This repository showcases an application of concepts learned during the "Business, Economic, and Financial Data" course at the University of Padua to analyze time series data of the number of visitors in some Italian museums.
Predict monthly visitors for two Italian museums by leveraging time series forecasting techniques.
Manually crafted, using data from multiple sources:
- Main variable (museum visitors time series) from Visit Piemonte
- External regressors: Google Trends, Turin weather data, and some custom-built (# school holidays, COVID closures, and renovation).

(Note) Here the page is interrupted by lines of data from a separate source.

PR #4920, opened 2025-03-05
Feat : in beta delivery form synchronize dropoff dates when pickup date changes (timeslot and non-timeslot cases)

Atala:
Expected behavior :
 - when pickup date changes, if drop(s) date is after change it to pickup date
 - when pickup timeslot change, change drop timeslot
 - when pickup timeslot choice change, if drop(s) date is after change it to pickup date

### DIFF
--- a/assets/react/controllers/Delivery/DeliveryForm.jsx
+++ b/assets/react/controllers/Delivery/DeliveryForm.jsx
@@ -413,7 +413,7 @@ export default function({ storeId, deliveryId, order }) {
               }
 
               // Case 2: Time slot changed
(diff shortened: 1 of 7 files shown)


r0xsh (changes requested):
i got hurt in my own confusion, the code is barely readable and i noticed few bugs.

- hourOptions.map() crash
- Weird behavior selecting hours that change other values is a unexpected way
- Some missing time-slots that are visible is the legacy form

I feel like this need a whole refactoring :/

r0xsh (approved):
Still a bit hard to follow whats going on, but you know. The business logic is complex, so as the code.
But from my testing i cannot see anymore bugs, well done :)

PR #4922, opened 2025-03-10
feat: add refresh behavior on foodtech tracking screen

r0xsh:


vladimir-8 (changes requested):
Tested on a mobile phone. I found a few issues:

1. Guest checkout is not supported
2. Poll continues to fetch an order state even when the page is in the background

Take a look at https://redux-toolkit.js.org/rtk-query/usage/polling It seems RTK query has a polling mechanism built-in and an option to disable it when a page is not focused.

To support guest checkout check how it is done on the payment page:

A token is passed to `guestSlice`:

https://github.com/coopcycle/coopcycle-web/blob/master/js/app/order/payment/index.js#L31

And then `apiSlice` has a configuration with a list of endpoints enabled for guest checkout: 

https://github.com/coopcycle/coopcycle-web/blob/master/js/app/api/baseQuery.js#L8

Tip: If you have issues with accessing an instance from a mobile browser see https://github.com/coopcycle/coopcycle-web/wiki/Local-development#testing-frontend-on-mobile-devices

Atala:
i gave a try to RTK query here 23522be6e1720eac00e485851f0f5c37a28e663b

PR #4925, opened 2025-03-11
In tests, fallback on geocode earth in backend when addok provider fails

Atala:


src/Service/Geocoder.php
```diff
@@ -77,6 +81,18 @@ private function getGeocoder()
         return $this->geocoder;
     }
 
+    private function createGeocodeEarthProvider() {
+        $rateLimiter = RateLimiterMiddleware::perSecond($this->rateLimitPerSecond, $this->rateLimiterStore);
```
alexsegura, line 85: The `$limit` should be 10 requests per second for Geocode Earth

https://geocode.earth/#pricing

Atala: I think there was an other problem is that I used the same rate limit store as the open cage one. see here : ab8dbda70a0d0ef1ae5edf398b53255c9d7d38eb

alexsegura (commented):
Why are tests still failing when this is supposed to fix the problem? 🤔

Issue #4510, opened 2024-07-12
Return debugging info in price calculation endpoint


alexsegura:
Currently, to debug pricing rules calculation, we send API requests to `/pricing_rules/{id}/evaluate`. 

Instead, the debugging information should be returned in the response of the `/retail_prices/calculate` endpoint. 

For example:

```json
{
    "@type": "RetailPrice",
    "amount": 1250,
    "currency": "EUR",
    "tax": {
        "amount": 0,
        "included": true
    },
    "calculation": {
        "rules": [
            {
                "expression": "weight > 1000",
                "matched": false
            },
            {
                "expression": "distance > 5000",
                "matched": true,
                "price": 500
            }
        ]
    }
}
```

PR #4940, opened 2025-03-19
Add a pricing rule type that works as a percentage

vladimir-8:
- Added: price choice to update current sub-total by percentage:

Screenshot 2025-04-02 at 17 38 08

Docs: https://docs.coopcycle.org/en/admin/pricing_rule/#price

- Updated: price debug tool in both old and new Delivery Forms:

Debug information is returned in two formats:

1. Rules (`calculation` field), as described in https://github.com/coopcycle/coopcycle-web/issues/4510
2. Order items (`items` field); based on a simplified Sylius OrderItem/ProductVariant/ProductOptions structure as the first step towards https://github.com/coopcycle/coopcycle/issues/261

Screenshot 2025-04-02 at 17 36 07

Docs: https://docs.coopcycle.org/en/admin/pricing_testing/


src/Action/Delivery/CalculateRetailPrice.php
```diff
@@ -68,10 +116,28 @@ public function __invoke(Delivery $data, Request $request)
...
             $this->currencyContext->getCurrencyCode(),
             $taxAmount,
             'included' === $request->query->get('tax', 'included')
         );
     }
 }
+
+class CalculationItem {
+    /**
+     * @param RuleResult[] $rules
```
Atala, line 131: doesnt work directly as function annotation?

Atala (commented):
hello, I am surprised by the following : percentage is not applied if the pricing strategy is the "first rule that match". which kind of make sense but I think should not be the case (percentage rules should be always applied or be applied in a separate "rules run")

- debug mode should be made accessible to admin users thanks to a link or button so it is used

src/Action/Delivery/CalculateRetailPrice.php
vladimir-8: As far as I know, php does not support typed arrays. Or am I missing something?

vladimir-8:
> hello, I am surprised by the following : percentage is not applied if the pricing strategy is the "first rule that match". which kind of make sense but I think should not be the case (percentage rules should be always applied or be applied in a separate "rules run")

I have not considered this case before, but actually, they could be applied even with the "first rule that match" strategy. For example, if there are some rules per task, and percentage is the only matching rule per order. I removed the warning from UI.

Screenshot 2025-04-16 at 11 29 06

assets/react/controllers/Delivery/DeliveryForm.jsx
```diff
@@ -359,11 +357,13 @@ export default function({ storeId, deliveryId, order, isDispatcher }) {
         const { response, error } = await httpClient.post(url, infos)
 
         if (error) {
+          setCalculateResponseData(error.response.data)
           setPriceErrorMessage(error.response.data['hydra:description'])
           setCalculatePrice(0)
         }
 
         if (response) {
+          setCalculateResponseData(response)
```
Atala, line 366: is it needed to have two states here ? (calculateResponseData and calculatePrice)

Atala:
I was thinking about this use case. In my understanding percentages come "on top of existing price" so it should be applied to the previously calculated price (even if the setting is "the first rule that matches")  

image

assets/react/controllers/Delivery/DeliveryForm.jsx
vladimir-8: Yes, the difference is that `calculateResponseData` contains not only success but also an error response, which is needed to display debug info when the price is not calculated

vladimir-8:
> I was thinking about this use case. In my understanding percentages come "on top of existing price" so it should be applied to the previously calculated price (even if the setting is "the first rule that matches"). here below an example with order based rules.
> 
> it could be used like this :
> 
>     have rules to calculate pricings that are applied in any way
>     have a percentage IF urgent then add +20% to price
> 
> hence the two separate "runs" and percentage applied in a 2nd part
> 
>     do the price calculus as usual (for orders, for stops, ..)
>     apply percentage rules on top of the calculated price
> 
> but i don't know what was the intended use case for percentage rule in the first place?

That's one of the intended use cases. 

I don't treat percentage as a special kind of rule. I'm treating them as a standard rule where `percentage` is just a different way for a rule to calculate a price. So, in your example, it does not make sense to use a percentage-based rule with the "The first rule that matches" setting, because there will never be a price to apply a percentage to. That's why initially I had a comment suggesting to use percentages only with "All the matching rules" setting. However, if you mix rules per point and rules per order, there is a way to make percentage rule work even with the "The first rule that matches" setting https://github.com/coopcycle/coopcycle-web/pull/4940#issuecomment-2810402359

assets/react/controllers/Delivery/DeliveryForm.jsx
Atala: I mean you can refactor a little bit `setPriceErrorMessage` and the corresponding component so we have only one state in the parent DeliveryForm component ?
but is is a detail no worry

Atala (approved):
OK

I've seen that you added that it works only with "all the rule that match" in the docs as well. Maybe a small help text in the UI below the "percentage" select could help?

Anyway the PR looks good to me. I cant test it today so you can go ahead and merge if you want or wait for me to test again on Monday but I think it s good

PR #4948, opened 2025-03-26
In the store setting, when there is no default timeslot selected force select the first timeslot as default

Atala:
Avoid a crash in the delivery form


r0xsh (approved):

r0xsh:
Thanks for the fix :)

- Basic Baseline: Predicts using the mean OR the same value as the last year, serving as a simple benchmark.
- Advanced Baseline (SoTA): Utilizes TimeGPT, representing the cutting-edge model for time series forecasting.

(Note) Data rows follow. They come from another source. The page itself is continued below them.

PR #213, opened 2024-11-26
Rebalance tool: Fix record count. Enable using all files.dat entries

ferdonline:
## Scope

With this change we introduce the possibility of using all data from a files.dat even if the header specifies a different count.

The usage is `--max-entries=0`

We also update the header in the output file accordingly, i.e. independently of the original header, the output header specifies the number of records as written in the file.

## Testing

Tested with proj134/home/king/BBPP134-917/p_MultiCycle_Support

### DIFF
--- a/tools/rebalance-corenrn-data.py
+++ b/tools/rebalance-corenrn-data.py
@@ -42,7 +42,7 @@ def redistribute_files_dat(files_dat_file, n_buckets, max_entries=None, show_sta
     Read and process each entry from the dat file and distribute them into buckets.
 
     If max entries is not set (None) respect the number of entries from the header.
-    If user sets to `0` we use all entries form the file (disregard header)
+    If user sets to `0` we use all entries from the file (disregard header)
     """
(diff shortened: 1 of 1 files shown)


tools/rebalance-corenrn-data.py
```diff
@@ -39,6 +40,9 @@ def distribute_dat_to_bucket(dat_entry, size, buckets, bucket_sizes):
 def redistribute_files_dat(files_dat_file, n_buckets, max_entries=None, show_stats=False):
     """
     Read and process each entry from the dat file and distribute them into buckets.
+
+    If max entries is not set (None) respect the number of entries from the header.
+    If user sets to `0` we use all entries form the file (disregard header)
```
st4rl3ss, line 45:
```suggestion
    If user sets to `0` we use all entries from the file (disregard header)
```

st4rl3ss (approved):
Apart from the small typo, it LGTM!

st4rl3ss (approved):

WeinaJi (approved):

Issue #1148, opened 2026-06-10
Add transport API for recording client-report losses


szokeasaurusrex:
Add the transport-facing API needed for SDK transports to record lost data without exposing the full client-report aggregator. This should introduce a cloneable recorder handle, pass it through `TransportOptions`, keep backwards-compatible constructors working with a no-op recorder, and document that recorded losses are aggregated into future `client_report` envelope items rather than sent immediately.

### Scope
- Transports can record `(DataCategory, DiscardReason, quantity)` via a public recorder type.
- `TransportOptions` carries the recorder for transports built by the SDK client.
- Deprecated/backwards-compatible transport constructors still compile and use a no-op recorder when no client aggregator is available.

PR #1158, opened 2026-06-10
feat(client-reports): Add transport loss recorder

szokeasaurusrex:
Add a public `ClientReportRecorder` handle for transports to record lost Sentry data without exposing the full client-report aggregator.

Pass the recorder through `TransportOptions` when the SDK client builds a transport. Recorded losses are aggregated into future `client_report` envelope items, so transports can report drops without sending extra requests.

Keep backwards-compatible transport construction paths working by using a no-op recorder when no client-report aggregator is available. Built-in transports will start calling the recorder in follow-up PRs.

Resolves [#1148](https://github.com/getsentry/sentry-rust/issues/1148)
Resolves [RUST-223](https://linear.app/getsentry/issue/RUST-223)

### DIFF
--- a/sentry-core/src/client/client_reports/mod.rs
+++ b/sentry-core/src/client/client_reports/mod.rs
@@ -89,7 +89,7 @@ impl ClientReportAggregator {
         }
     }
 
-    /// Creates a [`ClientReportRecorder`] which records into this aggregator.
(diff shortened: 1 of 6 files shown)


lcian (approved):
Seems good to me.

PR #1144, opened 2026-06-09
feat(client-reports): Client report protocol

szokeasaurusrex:
Added the client report protocol.

Resolves [#1001](https://github.com/getsentry/sentry-rust/issues/1001)
Resolves [RUST-153](https://linear.app/getsentry/issue/RUST-153/add-client-report-protocol-envelope-item-support-in-sentry-types)

PR #1166, opened 2026-06-12
ref(envelope): Reuse item types in serialization

szokeasaurusrex:
This refactor should force us to make sure we add EnvelopeItemTypes corresponding to new EnvelopeItems: basically this sort of error should become impossible: https://github.com/getsentry/sentry-rust/pull/1144#discussion_r3403773888.


lcian (approved):
LGTM

Issue #1151, opened 2026-06-10
Record HTTP send losses in the reqwest transport


szokeasaurusrex:
Update `ReqwestHttpTransport` to record losses for HTTP-level send failures after an envelope has left the transport thread. Network/request errors should be recorded as `send_error`; HTTP `413` and other non-`429` `4xx`/`5xx` responses should also be recorded as `send_error`; `429` should continue to update rate limits without recording a client-report loss for that response.

### Scope
- Request failures record losses for the attempted envelope.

- Holt-Winters' exponential smoothing with additive seasonality
- Generalized Additive Model (GAM)
- SARIMA
- SARIMAX
- Generalized Bass Model (GBM)
- Time-series linear regression
- Lasso regression
- Boosting (Gradient Boosting and XGBoost)

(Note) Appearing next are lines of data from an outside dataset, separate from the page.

PR #1177, opened 2026-06-18
fix(transport): Handle ureq HTTP error statuses

### LINKED ISSUE #1176: Ureq transport likely does not handle HTTP 429 and 413 responses
`UreqHttpTransport` likely does not run its HTTP-status-specific handling for Sentry error responses because ureq defaults `http_status_as_error` to `true`. The transport currently sends with `agent.post(...).send(...)`, then handles rate-limit headers, fallback HTTP `429`, and HTTP `413` payload-too-large logging only in the `Ok(response)` branch. With ureq's default behavior, HTTP `4xx`/`5xx` statuses can instead return `Err(ureq::Error::StatusCode(code))`, so fallback rate-limit updates for `429` and the existing payload-too-large debug message for `413` likely do not work with the default agent. See the current ureq transport response handling in [`sentry/src/transports/ureq.rs`](<https://github.com/getsentry/sentry-rust/blob/a4005496a2f4cea895843ea8cae8ef37fd392724/sentry/src/transports/ureq.rs#L145-L176>).

This also affects [#1153](<https://github.com/getsentry/sentry-rust/issues/1153>). That issue needs reliable status classification so `413` and other non-`429` `4xx`/`5xx` responses can record `send_error`, while `429` continues to update rate limits without recording a client-report loss. We should fix the ureq status handling first, then implement getsentry/sentry-rust#1153 on top of the corrected response path.

szokeasaurusrex:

Also, combinations of methods are utilized, like GBM + SARIMAX for first modeling the trend, and then modeling the residuals.
Time-series cross validation in combination with AIC.
- RMSE
- MAPE
- AIC
Five models outperform both baselines, including: Exp. smoothing Holt Winters, TSLM, SARIMA, XGBoost, and Gradient Boosting.
Eleven models outperform both baselines, with SARIMAX showing exceptional performance (0.271 RMSE vs 1.085 of TimeGPT).
Finally, performed analysis of the effects of COVID, trying to interpolate the outliers using two approaches:
- Use a good forecasting model.
- Replace each month using the historical monthly mean.
This didn't give much of an improvement of the previous models.